Septuagesima, Sexagesima, and Quinquagesima are the three Sundays and weeks which the Extraordinary Form of the Roman rite wisely gives us in preparation for Lent.

The afterglow of Epiphany is replaced by the austerity of Septuagesima and the three weeks which follow. The liturgical colour is violet. The Gloria is not sung or said. Alleluia is omitted. This is to help us get in training for Quadragesima itself, the forty days of intensive prayer and penance in preparation for Eastertide.

These three pre-Lenten preparatory weeks are not included in the Ordinary Form of the Roman rite.

However, in the magnificent Divine Worship missal authorized for use by the Ordinariates, the gesimas are included, together with other valuable elements from the traditional Roman rite. Among many admirable inclusions is the octave of Pentecost (‘Whitsun Week’).
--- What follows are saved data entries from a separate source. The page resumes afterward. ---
PR #12532, opened 2025-09-22
[6.x] Replicator and Bard Set Preview Images

jasonvarga:
This PR allows you to pick preview images for your Replicator and Bard sets that will be displayed in the picker UI.

CleanShot 2025-09-23 at 15 20 02

By default it will use the `assets` container in a folder of `set-previews`. You may customize it:

```php
// config/statamic/assets.php

'set_preview_images' => [
  'container' => 'your_asset_container',
  'folder' => 'optionally-a-folder',
],
```

Closes https://github.com/statamic/ideas/issues/1190
Closes https://github.com/statamic/ideas/issues/361

### DIFF
--- a/packages/cms/src/ui.js
+++ b/packages/cms/src/ui.js
@@ -41,6 +41,7 @@ export const {
     Field,
     Header,
     Heading,
+    HoverCard,
     Icon,
     Input,
     InputGroup,


jackmcdade:
Is there any way to make this work just right out of the box — at least with new sites — without having to set the AppServiceProvider and map to a container in the config before being able to use the feature? I feel like nobody will discover it.

jasonvarga:
We could default to the first asset container, but if they pick any images and then decide to change the asset container later, all the asset references would be broken.

What if we display some helper text if unconfigured?

CleanShot 2025-09-23 at 10 49 57

jasonvarga:
I've changed it so that it'll default to an asset container named `assets` in a folder named `set-thumbnails`.

That'll work for new sites, as well as probably most existing sites that haven't changed their asset containers from the default.

If you don't have a container named `assets`, the thumbnail feature will just silently not work. You'll need to update the config with the appropriate container.

```php
// config/statamic/assets.php

'set_thumbnails' => [
  'container' => 'your_asset_container',
  'folder' => 'optionally-a-folder',
],
```

jasonvarga:
Is "thumbnail" the right word for this feature?

jackmcdade:
> Is "thumbnail" the right word for this feature?

Good point, I think maybe not. Thumbnail implies a small, cropped version of an image while `preview_image` seems a bit more descriptive of what it actually is.

aaronbushnell:
This might be a naive suggestion, but is a simpler solution here setting a resource path in the config and then a preview image is shown for sets that match a file in that directory? If one isn't located it would just not show a preview.

For example:
```
- storage/
    statamic/
        set-previews/
            accordions.jpg
            cta.jpg
            heading.jpg
            rich-text.jpg
```

This would skip needing to implement a UI for selecting images uploaded to the CMS directly.

jasonvarga:
Maybe, but lets say you are using the DB (or not even) and building your blueprints using the UI. Now you have to also upload/commit images. We prefer that you can do it all from the UI.

Or, you have a set named `accordion` in multiple bard fields, but they are used differently on the frontend. The same image wouldn't work for both. Now we have to come up with a convention for the paths. `set-previews/bard-field-1/accordion.jpg` ? Ok, now what if they _are_  okay to be used for both? Then you have duplicate images.

aaronbushnell:
Makes sense!

PR #12533, opened 2025-09-22
[6.x] Update `make:fieldtype` stubs

duncanmcclean:
This pull request updates the stubs used by the `php please make:fieldtype` command, updating it for Statamic 6 & Vue 3.

This PR also includes some small, related changes:

- When running `make:fieldtype`, if the application isn't setup for CP JavaScript, it'll suggest running the `setup-cp-vite` command.
- When running `make:fieldtype` to generate an addon fieldtype, it'll now run `npm install` after copying over the `package.json` and `vite.config.js` stubs, so `npm run build` works right away.
- Converted the Vue component stub to the Composition API and updated the example (I've updated the docs to go alongside this).
- The `setup-cp-vite` command previously had its own `ExampleFieldtype.vue` stub. It now uses the same stub as `make:fieldtype`.
- Updated the version of Vite used in the addon `package.json` stub so its compatible with `@vitejs/plugin-vue`.
- Updated tests for the `make:fieldtype` command
- Added tests for the `setup-cp-vite` command

### DIFF
--- a/tests/Console/Commands/MakeFieldtypeTest.php
+++ b/tests/Console/Commands/MakeFieldtypeTest.php
@@ -127,10 +127,7 @@ PHP
 
         $this->assertStringContainsString('overwritten fieldtype', $this->files->get($path));
 
-        $this
-            ->artisan('statamic:make:fieldtype', ['name' => 'KnightRider'])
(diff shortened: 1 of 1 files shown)


duncanmcclean:
Marking this as a draft until I get the tests figured out.

Issue #12535, opened 2025-09-22
[6.x] Cache Manager page in the CP is not available when user's locale is in French or Italian


ebeauchamps:
### Bug description

When the preferred language for the control panel is set to French for my superuser, I cannot create a User Group:  mysite.test/cp/user-groups is returning a blank screen.  That's OK when using English, Spanish, Italian, German or Dutch, so I guess there is a problem somewhere in the French language files.

I also cannot access the Cache Manager in Utilities at mysite.test/cp/utilities/cache (same problem).

### How to reproduce

Connect to the CP as a superuser (or a user who gets permissions to create a user group). Set the preferred language for the control panel for this user to French. Try creating a User Group or try accessing the cache manager.

### Logs

```shell

```

### Environment

```yaml
Environment
Application Name: Statamic
Laravel Version: 12.28.1
PHP Version: 8.3.25
Composer Version: 2.8.11
Environment: local
Debug Mode: ENABLED
URL: statamic6.test
Maintenance Mode: OFF
Timezone: Europe/Paris
Locale: fr

Cache
Config: NOT CACHED
Events: NOT CACHED
Routes: NOT CACHED
Views: CACHED

Drivers
Broadcasting: log
Cache: file
Database: sqlite
Logs: stack / single
Mail: log
Queue: sync
Session: file

Storage
public/storage: NOT LINKED

Statamic
Addons: 0
Sites: 1
Stache Watcher: Enabled (auto)
Static Caching: Disabled
Version: 6.0.0-alpha.8 PRO
```

### Installation

Fresh statamic/statamic site via CLI

### Additional details

I think there is a problem in a French language file.

ebeauchamps:
APP_LOCALE is also set to French in my .env file, but changing it to en does not help.

APP_LOCALE=fr
APP_FALLBACK_LOCALE=en
APP_FAKER_LOCALE=en_US

ebeauchamps:
See comment in #12541  In Alpha 9 I still get a blank screen for the Cache manager page, but no longer for the User Groups page:

<img width="1427" height="1034" alt="Image" src="https://github.com/user-attachments/assets/65ed9e0f-c804-4258-98ad-f418bb3bd279" />

@duncanmcclean And we have the same behavior with **Italian**, as this language also have some`'` in its various translated strings.

duncanmcclean:
Looks like this is fixed in the latest alpha.

ebeauchamps:
[...]

PR #12541, opened 2025-09-23
[6.x] Fix JS errors caused by single quotes in translations

duncanmcclean:
This pull request fixes an issue where JS errors would occur on some pages when using the Control Panel in French. 

This was happening because some translations include single quotes (`'`).

Fixes https://github.com/statamic/cms/issues/12535


ebeauchamps:
FWIW: in fr.json I can use single quotes because language strings are within double quotes.  In message, fieldtype, validation and permission files I have been using typographical single quotes instead of escaping single quotes for years because typographical quotes are looking better on screen.

ebeauchamps:
@duncanmcclean Hello Duncan.  Could you review this PR? Indeed, as of Alpha 9, the problem in #12535 has been corrected for the User Group page but definitely not for the Cache manager page. Do you want me to open another ticket?

PR #12582, opened 2025-09-25
[6.x] Fix inability to move a page with children to another top-level position

jackmcdade:


jackmcdade:
I'm gonna YOLO this and we'll see if a mole needs to be whacked on the other side.

PR #14418, opened 2026-04-01
[6.x] Fix Parameters make method

jasonvarga:
https://github.com/laravel/framework/pull/59455 technically introduced a breaking change but it's not a big deal for us to fix it on our end.

This fixes the following error:

```
Declaration of Statamic\Tags\Parameters::make($items = [], $context = null) must be compatible with Illuminate\Support\Collection::make($items = [], ...$args)
```


nopticon:
Closes #14419

PR #14421, opened 2026-04-01
[5.x] Harden OrderBys

jasonvarga:
This PR prevents invalid column names being used in orderbys/sorts.


tests/Query/OrderByTest.php
```diff
@@ -5,10 +5,14 @@
...
 use PHPUnit\Framework\Attributes\Test;
 use Statamic\Query\OrderBy;
+use Statamic\Tags\Concerns\QueriesOrderBys;
 use Tests\TestCase;
 
 class OrderByTest extends TestCase
 {
+    protected $shouldFakeVersion = false;
+    protected $shouldPreventNavBeingBuilt = false;
+
```
jasonvarga, line 15: These didn't need to be added. I only noticed after merging. They don't harm anything by being there though. I've removed them in the 6.x merge.

PR #14429, opened 2026-04-02
[6.x] Fallback to option key in listings when label is missing

### LINKED ISSUE #14377: Select field returns [null] in CP entries listing when option labels are omitted
### Bug description

When a Statamic select field is shown as a column in the Control Panel entries listing, the AJAX response may return [null] instead of the stored value if the field options are defined with explicit key values and null labels.
The entry data is correctly stored and the field is correctly populated in the entry itself. The issue only affects the serialized value returned for the collection listing endpoint in the Control Panel.
This seems to happen because the listing uses preProcessIndex(), which resolves the display label from the configured options. If the matched option exists but its label is null, the returned value becomes null instead of falling back to the option key / stored value.
This looks like an edge case in the CP index serialization for select fields, especially since the label is presented as optional in the fieldtype UI.

If I set a "label" (marked as optional), this works correctly. I think it should display the slug if no label is set instead of null (empty string)

in the entry :
Image

in the collection listing : 
Image

In the blueprint : 

Image

### How to reproduce

1. Create a collection entry blueprint with a select field.
2. Configure the field options like this:

```
handle: univers_type
field:
  type: select
  options:
    -
      key: ingredient
      value: null
    -
      key: ambiance
      value: null
    -
      key: repas
      value: null
```
3. Create an entry using that blueprint and save a valid value, for example:
univers_type: repas
4. Add this field as a visible column in the Control Panel collection listing.
5. Open the collection listing in the CP.
6. Inspect the AJAX response for the entries listing endpoint, for example:
`/cp/collections/{collection}/entries?...&columns=univers_type`

**Actual result**
The response contains:
`"univers_type": [null]`
even though the stored entry value is repas.
**Expected result**
The response should fall back to the stored value / option key when the option label is null, for example:
`"univers_type": ["repas"]`
or another non-null displayable fallback.

### Logs

```shell

```

### Environment

```yaml
Environment
Laravel Version: 12.55.1
PHP Version: 8.4.13
Composer Version: 2.8.12
Environment: local
Debug Mode: ENABLED
Maintenance Mode: OFF
Timezone: UTC
Locale: fr

Cache
Config: NOT CACHED
Events: NOT CACHED
Routes: NOT CACHED
Views: CACHED

Drivers
Broadcasting: log
Cache: file
Database: mariadb
Logs: stack / daily
Mail: log
Queue: sync
Session: file

Storage
public/storage: NOT LINKED

Statamic
Addons: 2
Sites: 1
Static Caching: Disabled
Version: 6.7.3 PRO

Statamic Addons
jacksleight/statamic-bard-texstyle: 4.0.0
statamic-rad-pack/runway: 9.1.1
```

### Installation

### Additional details

_No response_

duncanmcclean:
This pull request fixes an issue where the Select fieldtype returns `[null]` in CP collection listings when option labels are omitted.

This was happening because the `getLabel()` method in the `HasSelectOptions` trait would return the option's label even when it was `null`, instead of falling back to the key.

This PR fixes it by using null coalescing to fall back to the option's key when the label is null:

```php
// Before
return $option ? $option['label'] : $actualValue;

// After
return $option ? ($option['label'] ?? $option['value']) : $actualValue;
```

Fixes #14377

### DIFF
--- a/src/Fieldtypes/HasSelectOptions.php
+++ b/src/Fieldtypes/HasSelectOptions.php
@@ -138,7 +138,7 @@ trait HasSelectOptions
 
         $option = collect($this->getOptions())->filter(fn ($option) => $option['value'] === $value)->first();
 
-        return $option ? $option['label'] : $actualValue;
+        return $option ? ($option['label'] ?? $option['value']) : $actualValue;
     }
 
     private function castToBoolean($value)
--- a/tests/Fieldtypes/HasSelectOptionsTests.php
+++ b/tests/Fieldtypes/HasSelectOptionsTests.php
@@ -58,4 +58,52 @@ trait HasSelectOptionsTests
             ],
         ];
     }
+
+    #[Test]
+    #[DataProvider('preProcessIndexProvider')]
+    public function it_preprocesses_index_values($options, $value, $expected)
+    {
+        $field = $this->field(['options' => $options]);
+
+        $this->assertSame($expected, $field->preProcessIndex($value));
+    }
+
+    public static function preProcessIndexProvider()
+    {
+        return [
+            'list' => [
+                ['one', 'two', 'three'],
+                'two',
+                ['two'],
+            ],
+            'associative with labels' => [
+                ['one' => 'One', 'two' => 'Two', 'three' => 'Three'],
+                'two',
+                ['Two'],
+            ],
+            'associative without labels' => [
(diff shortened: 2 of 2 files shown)


edalzell:
This is great, but IMO that code is very hard to parse. I'd prefer fewer shortcuts and more explicit logic.

PR #14443, opened 2026-04-06
[6.x] Fix serializable_classes issues

jasonvarga:
## Summary

- **Make `registerSerializableClasses()` opt-in** in both `AppServiceProvider` and `AddonServiceProvider`. Previously it eagerly converted an unconfigured (`null`) `cache.serializable_classes` into a restrictive allowlist on every boot, which caused cached Response objects to deserialize as `__PHP_Incomplete_Class`.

The coherence and register of the liturgical language in the Ordinariate missal are of an enviably high quality. The liturgical texts in that missal read and sound like English, and they also read and sound like prayer.

One recent example; the collect for the Epiphany from the Ordinariate missal:

“O God, who by the leading of a star didst manifest thy Only Begotten Son to the Gentiles: mercifully grant that we, who know thee now by faith, may be led onward through this earthly life, until we see the vision of thy heavenly glory; through the same….”

‘Thee and Thou’ usage provides some of the dignity and elevation which, mutatis mutandis, are characteristics of the Latin liturgical tradition, characteristics less apparent in current vernacular versions – the Ordinariate missal being an inspiring exception. (The next edition would be improved still further by omitting the Cranmerian interpolations)

In addition to the existing provisions of Summorum Pontificum, what a great blessing it would be to make the Extraordinary Form of the Roman rite also available in the vernacular, retaining of course the same 1962 rubrics as when celebrating it in Latin.

Such a provision would help towards a much needed sanatio in radice of the current disjunction between the present versions of the Ordinary and Extraordinary Forms of the Roman rite.